MAP-E(Mapping of Address and Port with Encapsulation)は、IPv4とIPv6の移行を支援するための技術の一つです。IPv4アドレスの枯渇問題を背景に、次世代のIPプロトコルであるIPv6へのスムーズな移行を目的として設計されています。MAP-Eは、ユーザのIPv4パケットをIPv6ネットワーク上でトンネリングし、既存のIPv6インフラを活用しながらIPv4通信を可能にします。

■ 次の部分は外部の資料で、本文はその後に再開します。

PR #172, opened 2018-10-05
Bug 1613280 - only create netpolicy if one already exists

jmrodri:
If there are other services in the target namespace talking to each other with no network policy, during APB deployments we automatically create one that blocks the other services. This change looks to see if there are any network policies on the target namespace. If there are none, we forgo creating the network policy, assuming things are open and the transient namespace should be able to talk to the target with no issues. If there are existing network policies, then we will add ours to give the transient namespace access to the target. There is still the chance that our network policy could still affect things depending on the variety of existing network policies in place, too many to verify.

### DIFF
--- a/runtime/runtime_test.go
+++ b/runtime/runtime_test.go
@@ -27,6 +27,7 @@ import (
 	"github.com/automationbroker/bundle-lib/clients"
 	"github.com/automationbroker/bundle-lib/runtime/mocks"
 	apicorev1 "k8s.io/api/core/v1"
+	networkingv1 "k8s.io/api/networking/v1"
 	metav1 "k8s.io/apimachinery/pkg/apis/meta/v1"
 	k8sruntime "k8s.io/apimachinery/pkg/runtime"
 	"k8s.io/client-go/kubernetes/fake"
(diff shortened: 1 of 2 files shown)


shawn-hurley (approved):
This looks good to me I don't see any problems

VISACK

If you want a second pair of eyes on testing let me know and I can spin up my dev env for this again

runtime/runtime_test.go
```diff
@@ -88,23 +89,52 @@ func TestCreateSandbox(t *testing.T) {
...
-			name:      "Test Create Sandbox with namespace not in target",
+			name:      "Test Create Sandbox with ns not in target no net policy",
 			podName:   "pod-name",
 			client:    fake.NewSimpleClientset(),
 			namespace: "bar-ns",
 			targets:   []string{"satoshi-ns", "nakamoto-ns"},
 			apbRole:   "edit",
 		},
+		{
+			name:      "Test Create Sandbox with ns in target with net policy",
```
eriknelson, line 111: :tada:

eriknelson (approved):

PR #175, opened 2019-01-21
Added support for additional token field during Docker registry authorization

### LINKED ISSUE #174: Respect additional authorization token field
Docker specifies the following `token` headers during registry authorization:
- `token`: An opaque Bearer token that clients should supply to subsequent requests in the Authorization header.
- `access_token`: For compatibility with OAuth 2.0, we will also accept token under the name access_token. At least one of these fields must be specified, but both may also appear (for compatibility with older clients). When both are specified, they should be equivalent; if they differ the client's choice is undefined.

See https://github.com/docker/distribution/blob/master/docs/spec/auth/token.md#token-response-fields for more details.

The `bundle-lib` only accepts the `access_token` field. See https://github.com/automationbroker/bundle-lib/blob/master/registries/adapters/oauth/client.go#L35-L37 and https://github.com/automationbroker/bundle-lib/blob/master/registries/adapters/oauth/client.go#L191 for more details. 

But registries like Artifactory or Harbor send their token in the field `token`. Therewith we couldn't connect them with the Automation Broker.

I'll create a  PR which respects the additional token field `token` as well.

sjahreis:
See #174 for more details.

Closes #174.

### DIFF
--- a/registries/adapters/oauth/client_test.go
+++ b/registries/adapters/oauth/client_test.go
@@ -35,6 +35,20 @@ var headerErrorCases = map[string]string{
 	"Bearer realm=\"\"":      "",
 }
 
+var tokenCases = map[string]string{
+	"{\"access_token\": \"abc123\"}":                        "abc123",
+	"{\"token\": \"abc123\"}":                               "abc123",
+	"{\"access_token\": \"abc123\", \"token\": \"def456\"}": "abc123",
+	"{}": "",
+}
+
+var tokenErrorCases = map[string]string{
+	"{\"token\": {}":          "unexpected end of JSON input",
+	"{\"access_token\": {}":   "unexpected end of JSON input",
+	"{\"token\": null":        "unexpected end of JSON input",
+	"{\"access_token\": null": "unexpected end of JSON input",
+}
+
 func TestParseAuthHeader(t *testing.T) {
 	for in, out := range headerCases {
 		result, err := parseAuthHeader(in)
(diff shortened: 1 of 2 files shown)


eriknelson:
Patch looks good, thanks for the contribution. Going to run some tests with this but I think we can get this merged today and into ASB master. Where are you sourcing your broker images from? You may need to build yourself an image and override your deployment to use that until we're able to release.

sjahreis:
@eriknelson: Thanks! 😁

We are using the official ASB images from Dockerhub. We might switch to a own image. Can you estimate when the next release will be published?

registries/adapters/oauth/client_test.go
```diff
@@ -58,6 +72,29 @@ func TestParseAuthHeaderErrors(t *testing.T) {
 	}
 }
 
+func TestParseAuthToken(t *testing.T) {
```
shawn-hurley, line 75: 👍 🎉

shawn-hurley (approved):
I wonder if we could inline the logic.

Create a single struct like:

```go
type oauth2Response struct {
		AccessToken string `json:"access_token"`
		Token       string `json:"token"`
}
```

Then you can have a single Unmarshal and look at which is defined?

@jmrodri you have thoughts


This is documented and clean so that this is not a make or break it for me, therefore it LGTM

eriknelson:
Going to merge this so we can try and get an image released for you today.

eriknelson (approved):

この技術が利用される理由は、IPv4アドレスを効率的に再利用しつつ、ネットワークの管理や運用コストを抑えられる点にあります。例えば、ISPが提供するインターネットサービスで、ユーザがIPv6対応ルータを利用しながらもIPv4通信を継続したい場合に役立ちます。また、大規模なネットワークでIPアドレスの割り当てを最適化するために採用されています。

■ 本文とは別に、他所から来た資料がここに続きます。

PR #182, opened 2019-06-29
Bug 1723422 - properly handle pagination url

jmrodri:
* set path and query string properly
* fix getNextImageURL parsing of path url
* add unit test for getNextImageURL

### DIFF
--- a/registries/adapters/oauth/client.go
+++ b/registries/adapters/oauth/client.go
@@ -81,7 +81,16 @@ func (c *Client) NewRequest(path string) (*http.Request, error) {
 	if err != nil {
 		return nil, err
 	}
-	req.URL.Path = path
+
+	// path might be a fully qualified URL and we only want the path
+	// and query bits
+	thebits, err := url.Parse(path)
+	if err != nil {
+		return nil, err
+	}
+
+	req.URL.Path = thebits.Path
+	req.URL.RawQuery = thebits.Query().Encode()
 	if c.token != "" {
 		req.Header.Add("Authorization", fmt.Sprintf("Bearer %s", c.token))
 	}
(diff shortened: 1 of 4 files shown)


registries/adapters/oauth/client.go
```diff
@@ -81,7 +81,16 @@ func (c *Client) NewRequest(path string) (*http.Request, error) {
 	if err != nil {
 		return nil, err
 	}
-	req.URL.Path = path
+
+	// path might be a fully qualified URL and we only want the path
+	// and query bits
+	thebits, err := url.Parse(path)
```
shawn-hurley: personally, I would change the variable name but not a blocker

registries/adapters/oauth/client.go
```diff
@@ -81,7 +81,16 @@ func (c *Client) NewRequest(path string) (*http.Request, error) {
...
+	if err != nil {
+		return nil, err
+	}
+
+	req.URL.Path = thebits.Path
```
shawn-hurley: could we just set `req.URL = thebits`?

shawn-hurley (approved):
I think it will fix the problem, just some nits.

registries/adapters/oauth/client.go
jmrodri: The comment on `NewRequest` states they use the base URL from the client. So I wanted to keep the same functionality. 
```golang
// NewRequest - creates and returns a *http.Request assuming the GET method.
// The base URL configured on the Client gets used with its Path component
// replaced by the path argument. If a token is available, it is added to the
// request automatically. "Accept: application/json" is added to all requests.
// The caller should customize the request as necessary before using it.
```

registries/adapters/oauth/client.go
jmrodri: changed to `pathAsUrl` let me know if that is not okay.

jmrodri: actually changed it to `pathAsURL` since `pathAsUrl` pissed off lint :)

MAP-Eは、アドレスとポート番号のマッピングを組み合わせて行う点が特徴で、これにより同一のIPv4アドレスを複数のユーザで共有できる仕組みを実現しています。また、パケットのカプセル化により、IPv6ネットワーク上での通信が可能になるため、IPv4/IPv6共存環境において柔軟かつ効率的な運用が可能です。